Friday, December 23, 2016

Suicide rates highest for farmers, among all occupations

The Grand Island Independent reported last week on the high rate of suicides among farmers--the highest, in fact, among all occupational groups.  Brandi Janssen of the University of Iowa Department of Public Health wrote the story, which is based on data released by the Centers for Disease Control.   Here's an excerpt from the story:  
[S]uicide rates for workers in the agricultural, fishing and forestry industry are the highest of any other occupational group, exceeding rates in other high-risk populations, including veterans.

Suicide is not typically thought of as an occupational fatality, but the CDC report sheds some light on how occupations might be one contributor to suicide.

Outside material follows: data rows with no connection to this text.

PR #808, opened 2026-04-14
Update the benchmark config, and fix the block size propogation

googlyrahman:
- Update and simplify the read configuration. This ensures we accurately capture the performance gains of prefetching. Small files finish reading before the prefetcher has a chance to provide any real benefit.

- Fix the block size propagation issue. A previous [PR](https://github.com/fsspec/gcsfs/pull/779) separated the block size and chunk size parameters but missed updating the test_read file. Because of that, the block size argument was being ignored entirely. This ensures the parameter is passed down correctly.

### DIFF
--- a/cloudbuild/benchmarks/benchmarks-cloudbuild.yaml
+++ b/cloudbuild/benchmarks/benchmarks-cloudbuild.yaml
@@ -6,6 +6,7 @@ substitutions:
   _BENCHMARK_CONFIG: ""
   # Format: "hns regional zonal"
   _BUCKET_TYPES: ""
+  _ENABLE_EXPERIMENTAL_READS: "false"
 
 steps:
   # 1. Generate a persistent SSH key for this build run.
@@ -104,6 +105,10 @@ steps:
     id: "run-benchmarks"
     allowFailure: true
     entrypoint: "bash"
+    env:
+      - "BUCKET_TYPES=${_BUCKET_TYPES}"
+      - "BENCHMARK_CONFIG=${_BENCHMARK_CONFIG}"
+      - "ENABLE_EXPERIMENTAL_READS=${_ENABLE_EXPERIMENTAL_READS}"
     args:
       - "-c"
       - |
@@ -204,7 +209,7 @@ steps:
           echo "[$$VM_NAME]: Launching benchmark run for $$group:$$config"
 
           CUSTOM_ENV=""
-          if [[ "$$group" == *"read"* ]] && [[ " ${_BUCKET_TYPES} " =~ " regional " ]]; then
+          if [[ "$$group" == *"read"* ]] && [[ " $${BUCKET_TYPES} " =~ " regional " ]] && [[ "$${ENABLE_EXPERIMENTAL_READS}" == "true" ]]; then
             CUSTOM_ENV="export USE_EXPERIMENTAL_ADAPTIVE_PREFETCHING='true'; export DEFAULT_GCSFS_CONCURRENCY=4"
           fi
 
--- a/cloudbuild/benchmarks/benchmarks-cloudbuild.yaml
+++ b/cloudbuild/benchmarks/benchmarks-cloudbuild.yaml
@@ -203,6 +203,11 @@ steps:
           IFS=':' read -r group config <<< "$$entry"
           echo "[$$VM_NAME]: Launching benchmark run for $$group:$$config"
 
+          CUSTOM_ENV=""
+          if [[ "$$group" == *"read"* ]] && [[ " ${_BUCKET_TYPES} " =~ " regional " ]]; then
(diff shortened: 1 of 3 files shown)


gcsfs/tests/perf/microbenchmarks/read/configs.yaml
```diff
@@ -3,8 +3,9 @@ common:
     - "regional"
     - "zonal"
   file_sizes_mb:
-    - 1024 # 1 GB
+    - 20480 # 20 GB
   chunk_sizes_mb:
+    - 0.0625
```
zhixiangli, line 8: For my own learning, why don't we target a larger chunk & block size, such as 100MB?

cloudbuild/benchmarks/benchmarks-cloudbuild.yaml
```diff
@@ -203,6 +203,11 @@ steps:
           IFS=':' read -r group config <<< "$$entry"
           echo "[$$VM_NAME]: Launching benchmark run for $$group:$$config"
 
+          CUSTOM_ENV=""
+          if [[ "$$group" == *"read"* ]] && [[ " ${_BUCKET_TYPES} " =~ " regional " ]]; then
+            CUSTOM_ENV="export USE_EXPERIMENTAL_ADAPTIVE_PREFETCHING='true'; export DEFAULT_GCSFS_CONCURRENCY=4"
```
zhixiangli, line 213: We should document this to guide users on how to use it to achieve the best performance.

googlyrahman: It's already documented here https://github.com/ankitaluthra1/gcsfs/blob/regional/docs/source/prefetcher.rst

gcsfs/tests/perf/microbenchmarks/read/configs.yaml
googlyrahman: Ideally we should, and I always use 100MB files for my own benchmarking (see [this](https://github.com/ankitaluthra1/gcsfs/blob/regional/docs/source/prefetcher.rst#single-stream-performance-1-process)). However, the existing file only included 1MB, 16MB, and 0.06MB sizes, so I didn't want to introduce a new change. But if others also see the value in a 100MB benchmark, I think it's a good time to add it.

googlyrahman:
@ankitaluthra1 can you review this?

cloudbuild/benchmarks/benchmarks-cloudbuild.yaml
jasha26: @zhixiangli i guess after you introduce the benchmark type we will not need * "read" * check here

gcsfs/tests/perf/microbenchmarks/read/configs.yaml
```diff
@@ -3,28 +3,22 @@ common:
...
 scenarios:
   - name: "read_seq_fixed_duration"
     pattern: "seq"
-    files: 30
-
-  - name: "read_seq_fixed_duration_multi_process"
-    pattern: "seq"
-    processes: [16, 48]
+    processes: [1, 16, 48]
+    files: 1
```
jasha26: we don't need to mention this as it's default value

jasha26 (approved):

gcsfs/tests/perf/microbenchmarks/read/configs.yaml
```diff
@@ -3,28 +3,21 @@ common:
...
     pattern: "rand"
-    block_sizes_mb: [0.0625, 16]
-    files: 30
-
-  - name: "read_rand_fixed_duration_multi_process"
-    pattern: "rand"
-    processes: [16, 48]
-    block_sizes_mb: [0.0625, 16]
+    processes: [1, 16, 48]
+    files: 1
```
jasha26, line 24: please remove this as it's default value

jasha26 (approved):

gcsfs/tests/perf/microbenchmarks/read/configs.yaml
googlyrahman: If this is dropped, we would end up creating a 20GB file for each of the $X$ processes per scenario. For 48 processes, this totals 960GB per scenario. While the storage volume might seem manageable, it pushed our benchmark timing to more than 4 hours, resulting in the timeout seen [here](https://pantheon.corp.google.com/cloud-build/builds;region=us-central1/5fb82b4f-2c14-45f3-8f56-98aca98cea28?e=13803378&mods=monitoring_api_prod&project=gcs-aiml-clients-testing-101).

gcsfs/tests/perf/microbenchmarks/read/configs.yaml
googlyrahman: Another thread already active for this discussion

PR #811, opened 2026-04-15
Update ptable to prettytable in microbenchmarks

zhixiangli:
## Summary
Update `ptable` to `prettytable` and use markdown table style in microbenchmarks.
This change makes it easier to read and render the benchmark results when sharing the table.
The dependencies in `requirements.txt` were also sorted alphabetically.

## Example
```
| Bucket Type | Group | Pattern | Files | Folders | Threads | Processes | Depth | Target Type | File Size (MiB) | Chunk Size (MiB) | Block Size (MiB) | Mean Latency (s) | Mean Throughput (MiB/s) | Max CPU (%) | Max Memory (MiB) |
| :---------: | :---: | :-----: | :---: | :-----: | :-----: | :-------: | :---: | :---------: | :-------------: | :--------------: | :--------------: | :--------------: | :---------------------: | :---------: | :--------------: |
|   regional  |  info |   info  |   1   |    1    |    1    |     1     |   0   |    bucket   |       N/A       |       N/A        |       N/A        |      0.2237      |           N/A           |     0.00    |      124.73      |
```

### DIFF
--- a/gcsfs/tests/perf/microbenchmarks/run.py
+++ b/gcsfs/tests/perf/microbenchmarks/run.py
@@ -8,7 +8,7 @@ import sys
 from datetime import datetime
 
 import numpy as np
-from prettytable import PrettyTable
+from prettytable import PrettyTable, TableStyle
 
 from gcsfs.tests.perf.microbenchmarks.conftest import MB
 
@@ -304,6 +304,7 @@ def _print_csv_to_shell(report_path):
             "Max Memory (MiB)",
         ]
         table = PrettyTable()
+        table.set_style(TableStyle.MARKDOWN)
         table.field_names = display_headers
 
         for row in rows:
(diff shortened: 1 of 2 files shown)


gcsfs/tests/perf/microbenchmarks/run.py
```diff
@@ -304,6 +304,7 @@ def _print_csv_to_shell(report_path):
             "Max Memory (MiB)",
         ]
         table = PrettyTable()
+        table.set_style(TableStyle.MARKDOWN)
```
jasha26, line 307: Can you add to description how the final table looks on console after this change?

jasha26 (approved):

gcsfs/tests/perf/microbenchmarks/run.py
zhixiangli: Added to PR description

PR #813, opened 2026-04-15
benchmarks: implement cleanup-on-failure in Cloud Build

zhixiangli:
This PR ensures that cleanup steps (deleting VMs and buckets) are always executed even if earlier benchmark steps fail.

### Key Changes:
- Added a mechanism to track failed steps using a file in `/workspace/FAILED`.
- Marked setup steps (`create-buckets`, `create-vm`) with `allowFailure: true` to prevent early build termination.
- Introduced `_SKIP_IF_FAILED` to conditionally skip steps if a failure was previously recorded.
- Updated cleanup steps to wait for relevant predecessors and ignore non-critical errors.
- Final `check-failure` step now reports all steps that failed during the build execution.

### DIFF
--- a/cloudbuild/benchmarks/benchmarks-cloudbuild.yaml
+++ b/cloudbuild/benchmarks/benchmarks-cloudbuild.yaml
@@ -10,6 +10,7 @@ substitutions:
   _BENCHMARK_TYPE: ""
   _IO_VM_TYPE: "c4-standard-192"
   _METADATA_VM_TYPE: "c4-standard-8"
+  _SKIP_IF_FAILED: '[[ -f /workspace/FAILED ]] && echo "Skipping: previous step failed" && exit 0'
 
 steps:
   # 1. Generate a persistent SSH key for this build run.
@@ -51,6 +52,8 @@ steps:
       - "-c"
       - |
         set -e
+        trap 'echo "create-buckets" >> /workspace/FAILED' ERR
+        ${_SKIP_IF_FAILED}
         source /workspace/build_vars.env
 
         # Create Test Buckets, in parallel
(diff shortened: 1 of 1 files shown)


cloudbuild/benchmarks/benchmarks-cloudbuild.yaml
```diff
@@ -15,10 +18,13 @@ steps:
     args:
       - "-c"
       - |
+        set -e
+        trap 'echo "generate-ssh-key" >> /workspace/FAILED' ERR
         mkdir -p /workspace/.ssh
         ssh-keygen -t rsa -f /workspace/.ssh/google_compute_engine -N '' -C gcb
         cat /workspace/.ssh/google_compute_engine.pub > /workspace/gcb_ssh_key.pub
     waitFor: ["-"]
+    allowFailure: true
```
jasha26: if this step fails let's fail everything

cloudbuild/benchmarks/benchmarks-cloudbuild.yaml
```diff
@@ -38,6 +46,7 @@ steps:
         echo "export RESULTS_BUCKET=${_INFRA_PREFIX}-run-results" >> /workspace/build_vars.env
         echo "export VM_NAME='${_INFRA_PREFIX}-vm-$${SHORT_BUILD_ID}'" >> /workspace/build_vars.env
     waitFor: ["-"]
+    allowFailure: true
```
jasha26: same as above

cloudbuild/benchmarks/benchmarks-cloudbuild.yaml
jasha26: Since the cleanup-ssh-key step performs a project-level OS Login operation that doesn't require the VM to be active, we can trigger the VM deletion immediately after the benchmarks complete. This allows the VM to start its teardown process in parallel with the SSH key cleanup.

jasha26 (approved):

The phenomenon is not new in agriculture, and those of us who lived on farms during the 1980s certainly remember how the crashing agricultural economy affected rural communities. High profile acts of violence were often linked to farm foreclosures and financial stress.
Janssen notes that the National Farm Medicine Center, based in Marshfield, Wisconsin, tracked farm suicides in the Upper Midwest, the area most affected by the farm crisis, back in the 1980s.
They found that 913 male farmers in the region committed suicide during that decade, with rates peaking in 1982 at 58 suicides for every 100,000 male farmers and ranchers.
Rates among the general population were around 31 suicides per 100,000 white males over the age of 20 during that same time period. 
Compare that with this year’s CDC report, which found that current national suicide rates for people working in agriculture are 84.5 per 100,000 overall, and 90.5 per 100,000 among males.
Janssen points out the obvious from this comparison:  suicide rates among male farmers are now more than 50% higher than they were in 1982, when the farm crisis peaked.

Janssen notes the availability of several resources, namely the Iowa Concern Hotline and the Nebraska Farm Crisis Hotline.

Sadly, I have not seen any major news organization pick up this story, even as so-called "deaths of despair"--which include suicides--continue to garner considerable national attention.